§ Your goal:
Every record must be restated exactly as written.

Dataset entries

PR #2550, opened 2025-07-25
feat: add overall timeout parameter to remote client

wjones127:
## Summary
- Adds an overall `timeout` parameter to `TimeoutConfig` that limits the total time for the entire request
- Can be set via config or `LANCE_CLIENT_TIMEOUT` environment variable
- Exposed in Python and Node.js bindings
- Includes comprehensive tests

## Test plan
- [x] Unit tests for Rust TimeoutConfig
- [x] Integration tests for Python bindings  
- [x] Integration tests for Node.js bindings
- [x] All existing tests pass

### DIFF
--- a/rust/lancedb/src/remote/client.rs
+++ b/rust/lancedb/src/remote/client.rs
@@ -41,6 +41,16 @@ impl Default for ClientConfig {
 /// How to handle timeouts for HTTP requests.
 #[derive(Clone, Default, Debug)]
 pub struct TimeoutConfig {
+    /// The overall timeout for the entire request.
+    ///
+    /// This includes connection, send, and read time. If the entire request
+    /// doesn't complete within this time, it will fail.
+    ///
+    /// You can also set the `LANCE_CLIENT_TIMEOUT` environment variable
+    /// to set this value. Use an integer value in seconds.
+    ///
+    /// By default, no overall timeout is set.
+    pub timeout: Option<Duration>,
     /// The timeout for creating a connection to the server.
     ///
     /// You can also set the `LANCE_CLIENT_CONNECT_TIMEOUT` environment variable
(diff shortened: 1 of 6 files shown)


rust/lancedb/src/remote/client.rs
```diff
@@ -581,3 +597,51 @@ pub mod test_utils {
...
+        };
+
+        assert_eq!(config.timeout, Some(Duration::from_secs(60)));
+        assert_eq!(config.connect_timeout, Some(Duration::from_secs(10)));
+        assert_eq!(config.read_timeout, Some(Duration::from_secs(30)));
+        assert_eq!(config.pool_idle_timeout, Some(Duration::from_secs(300)));
+    }
+
+    #[test]
+    fn test_client_config_with_timeout() {
```
rpgreen, line 631: should we have a test that exercises the timeout? i.e. sets the timeout to 1s and sends a request and asserts that the reqwest error gets propogated

rpgreen (approved):

wjones127:
@rpgreen I was thinking: how do you think we should have `timeout` interact with retries? Right now the `timeout` is per attempt. So a timeout of 1s might take 5 or more seconds to run with 5 retries. Should it perhaps be made an overall timeout?

rpgreen:
> @rpgreen I was thinking: how do you think we should have `timeout` interact with retries? Right now the `timeout` is per attempt. So a timeout of 1s might take 5 or more seconds to run with 5 retries. Should it perhaps be made an overall timeout?

I think the current approach is the right way. The timeout should be per-request so it can be adjusted according to the server-side timeout. We already support configuring the number of retries, so we essentially support an overall timeout. We could consider adding another "overall timeout" parameter, but I don't think it's strictly necessary.

PR #2552, opened 2025-07-26
feat: a utility for creating "permutation views"

westonpace:
I'm working on a lancedb version of pytorch data loading (and hopefully addressing https://github.com/lancedb/lance/issues/3727).

However, rather than rely on pytorch for everything I'm moving some of the things that pytorch does into rust.  This gives us more control over data loading (e.g. using shards or a hash-based split) and it allows permutations to be persistent.  In particular I hope to be able to:

* Create a persistent permutation
* This permutation can handle splits, filtering, shuffling, and sharding
* Create a rust data loader that can read a permutation (one or more splits), or a subset of a permutation (for DDP)
* Create a python data loader that delegates to the rust data loader

Eventually create integrations for other data loading libraries, including rust & node

### DIFF
--- a/nodejs/src/lib.rs
+++ b/nodejs/src/lib.rs
@@ -12,7 +12,7 @@ mod header;
 mod index;
 mod iterator;
 pub mod merge;
-mod permutation;
+pub mod permutation;
 mod query;
 pub mod remote;
 mod rerankers;
--- a/nodejs/src/permutation.rs
+++ b/nodejs/src/permutation.rs
@@ -206,3 +206,17 @@ impl PermutationBuilder {
         Ok(Table::new(table))
     }
 }
+
+/// Create a permutation builder for the given table
+#[napi]
+pub fn permutation_builder(
+    table: &crate::table::Table,
+    dest_table_name: String,
+) -> napi::Result<PermutationBuilder> {
+    use lancedb::dataloader::permutation::PermutationBuilder as LancePermutationBuilder;
+
+    let inner_table = table.inner_ref()?.clone();
+    let inner_builder = LancePermutationBuilder::new(inner_table);
+
+    Ok(PermutationBuilder::new(inner_builder, dest_table_name))
+}


docs/random-data-loader-design.md
```diff
@@ -0,0 +1,1010 @@
+# LanceDB Random Data Loader Design Document
+
+## Overview
+
+This design document outlines the implementation of a data loader class for LanceDB in Rust that can load data from a LanceDB table in random order. The loader will be framework-agnostic and leverage a new `take` method in the `BaseTable` trait for efficient row-offset-based loading.
+
+The loader operates in two phases. First, a permutation of the base table is created. This permutation is persisted as a LanceDB table (can be persisted in memory or on disk). Next, a data loader is created from a permutation table. The data loader can be used to load data from the base table, applying the permutation.
```
wjones127: > This permutation is persisted as a LanceDB table (can be persisted in memory or on disk)

Can this be persisted in object storage? I imagine this is important if you want to do distributed training right?

wjones127 (commented):
One thing I wasn't sure of: which struct / method is the main entrypoint for this functionality? Perhaps we could use a guide in the rust docs showing a quick usage example.

docs/random-data-loader-design.md
westonpace: Oh, whoops...forgot I had this md still in here :laughing: 

I had originally started this PR as a vibe coding exercise before I derailed from the plan so I'm not sure how accurate it is anymore.  Let me remove it.

> Can this be persisted in object storage? I imagine this is important if you want to do distributed training right?

Yeah, it's just a table.

westonpace:
> One thing I wasn't sure of: which struct / method is the main entrypoint for this functionality? Perhaps we could use a guide in the rust docs showing a quick usage example.

The entry point will be `PermutationBuilder` but I want to wait to example it too much because I want to make sure the python bindings + pytorch stuff work correctly.

Then, I agree, we should have a rust data loading example.

rust/lancedb/src/dataloader/permutation.rs
```diff
@@ -0,0 +1,294 @@
...
+        split::{SplitStrategy, Splitter, SPLIT_ID_COLUMN},
+        util::{rename_column, TemporaryDirectory},
+    },
+    query::{ExecutableQuery, QueryBase},
+    Connection, Error, Result, Table,
+};
+
+/// Configuration for creating a permutation table
+#[derive(Debug, Default)]
+pub struct PermutationConfig {
```
westonpace, line 32: Don't we need project / select?

westonpace: Will do in follow-up as it may be a separate view type

westonpace:
> One thing I wasn't sure of: which struct / method is the main entrypoint for this functionality? Perhaps we could use a guide in the rust docs showing a quick usage example.


@wjones127 I've added python bindings and I guess I'm back to revisiting your question.  On the one hand, something like this is very natural:

```
db = ...
tbl = db.open_table(...)
permutation = tbl.create_permutation("my_permutation")...execute()
```

However, the current API is:

```
db = ...
tbl = db.open_table(...)
permutation = permutation_builder(tbl, "my_permutation")...execute()
```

§ Response to this task:
PR #2550, opened 2025-07-25
feat: add overall timeout parameter to remote client

wjones127:
## Summary
- Adds an overall `timeout` parameter to `TimeoutConfig` that limits the total time for the entire request
- Can be set via config or `LANCE_CLIENT_TIMEOUT` environment variable
- Exposed in Python and Node.js bindings
- Includes comprehensive tests

## Test plan
- [x] Unit tests for Rust TimeoutConfig
- [x] Integration tests for Python bindings  
- [x] Integration tests for Node.js bindings
- [x] All existing tests pass

### DIFF
--- a/rust/lancedb/src/remote/client.rs
+++ b/rust/lancedb/src/remote/client.rs
@@ -41,6 +41,16 @@ impl Default for ClientConfig {
 /// How to handle timeouts for HTTP requests.
 #[derive(Clone, Default, Debug)]
 pub struct TimeoutConfig {
+    /// The overall timeout for the entire request.
+    ///
+    /// This includes connection, send, and read time. If the entire request
+    /// doesn't complete within this time, it will fail.
+    ///
+    /// You can also set the `LANCE_CLIENT_TIMEOUT` environment variable
+    /// to set this value. Use an integer value in seconds.
+    ///
+    /// By default, no overall timeout is set.
+    pub timeout: Option<Duration>,
     /// The timeout for creating a connection to the server.
     ///
     /// You can also set the `LANCE_CLIENT_CONNECT_TIMEOUT` environment variable
(diff shortened: 1 of 6 files shown)


rust/lancedb/src/remote/client.rs
```diff
@@ -581,3 +597,51 @@ pub mod test_utils {
...
+        };
+
+        assert_eq!(config.timeout, Some(Duration::from_secs(60)));
+        assert_eq!(config.connect_timeout, Some(Duration::from_secs(10)));
+        assert_eq!(config.read_timeout, Some(Duration::from_secs(30)));
+        assert_eq!(config.pool_idle_timeout, Some(Duration::from_secs(300)));
+    }
+
+    #[test]
+    fn test_client_config_with_timeout() {
```
rpgreen, line 631: should we have a test that exercises the timeout? i.e. sets the timeout to 1s and sends a request and asserts that the reqwest error gets propogated

rpgreen (approved):

wjones127:
@rpgreen I was thinking: how do you think we should have `timeout` interact with retries? Right now the `timeout` is per attempt. So a timeout of 1s might take 5 or more seconds to run with 5 retries. Should it perhaps be made an overall timeout?

rpgreen:
> @rpgreen I was thinking: how do you think we should have `timeout` interact with retries? Right now the `timeout` is per attempt. So a timeout of 1s might take 5 or more seconds to run with 5 retries. Should it perhaps be made an overall timeout?

I think the current approach is the right way. The timeout should be per-request so it can be adjusted according to the server-side timeout. We already support configuring the number of retries, so we essentially support an overall timeout. We could consider adding another "overall timeout" parameter, but I don't think it's strictly necessary.

PR #2552, opened 2025-07-26
feat: a utility for creating "permutation views"

westonpace:
I'm working on a lancedb version of pytorch data loading (and hopefully addressing https://github.com/lancedb/lance/issues/3727).

However, rather than rely on pytorch for everything I'm moving some of the things that pytorch does into rust.  This gives us more control over data loading (e.g. using shards or a hash-based split) and it allows permutations to be persistent.  In particular I hope to be able to:

* Create a persistent permutation
* This permutation can handle splits, filtering, shuffling, and sharding
* Create a rust data loader that can read a permutation (one or more splits), or a subset of a permutation (for DDP)
* Create a python data loader that delegates to the rust data loader

Eventually create integrations for other data loading libraries, including rust & node

### DIFF
--- a/nodejs/src/lib.rs
+++ b/nodejs/src/lib.rs
@@ -12,7 +12,7 @@ mod header;
 mod index;
 mod iterator;
 pub mod merge;
-mod permutation;
+pub mod permutation;
 mod query;
 pub mod remote;
 mod rerankers;
--- a/nodejs/src/permutation.rs
+++ b/nodejs/src/permutation.rs
@@ -206,3 +206,17 @@ impl PermutationBuilder {
         Ok(Table::new(table))
     }
 }
+
+/// Create a permutation builder for the given table
+#[napi]
+pub fn permutation_builder(
+    table: &crate::table::Table,
+    dest_table_name: String,
+) -> napi::Result<PermutationBuilder> {
+    use lancedb::dataloader::permutation::PermutationBuilder as LancePermutationBuilder;
+
+    let inner_table = table.inner_ref()?.clone();
+    let inner_builder = LancePermutationBuilder::new(inner_table);
+
+    Ok(PermutationBuilder::new(inner_builder, dest_table_name))
+}


docs/random-data-loader-design.md
```diff
@@ -0,0 +1,1010 @@
+# LanceDB Random Data Loader Design Document
+
+## Overview
+
+This design document outlines the implementation of a data loader class for LanceDB in Rust that can load data from a LanceDB table in random order. The loader will be framework-agnostic and leverage a new `take` method in the `BaseTable` trait for efficient row-offset-based loading.
+
+The loader operates in two phases. First, a permutation of the base table is created. This permutation is persisted as a LanceDB table (can be persisted in memory or on disk). Next, a data loader is created from a permutation table. The data loader can be used to load data from the base table, applying the permutation.
```
wjones127: > This permutation is persisted as a LanceDB table (can be persisted in memory or on disk)

Can this be persisted in object storage? I imagine this is important if you want to do distributed training right?

wjones127 (commented):
One thing I wasn't sure of: which struct / method is the main entrypoint for this functionality? Perhaps we could use a guide in the rust docs showing a quick usage example.

docs/random-data-loader-design.md
westonpace: Oh, whoops...forgot I had this md still in here :laughing: 

I had originally started this PR as a vibe coding exercise before I derailed from the plan so I'm not sure how accurate it is anymore.  Let me remove it.

> Can this be persisted in object storage? I imagine this is important if you want to do distributed training right?

Yeah, it's just a table.

westonpace:
> One thing I wasn't sure of: which struct / method is the main entrypoint for this functionality? Perhaps we could use a guide in the rust docs showing a quick usage example.

The entry point will be `PermutationBuilder` but I want to wait to example it too much because I want to make sure the python bindings + pytorch stuff work correctly.

Then, I agree, we should have a rust data loading example.

rust/lancedb/src/dataloader/permutation.rs
```diff
@@ -0,0 +1,294 @@
...
+        split::{SplitStrategy, Splitter, SPLIT_ID_COLUMN},
+        util::{rename_column, TemporaryDirectory},
+    },
+    query::{ExecutableQuery, QueryBase},
+    Connection, Error, Result, Table,
+};
+
+/// Configuration for creating a permutation table
+#[derive(Debug, Default)]
+pub struct PermutationConfig {
```
westonpace, line 32: Don't we need project / select?

westonpace: Will do in follow-up as it may be a separate view type

westonpace:
> One thing I wasn't sure of: which struct / method is the main entrypoint for this functionality? Perhaps we could use a guide in the rust docs showing a quick usage example.


@wjones127 I've added python bindings and I guess I'm back to revisiting your question.  On the one hand, something like this is very natural:

```
db = ...
tbl = db.open_table(...)
permutation = tbl.create_permutation("my_permutation")...execute()
```

However, the current API is:

```
db = ...
tbl = db.open_table(...)
permutation = permutation_builder(tbl, "my_permutation")...execute()
```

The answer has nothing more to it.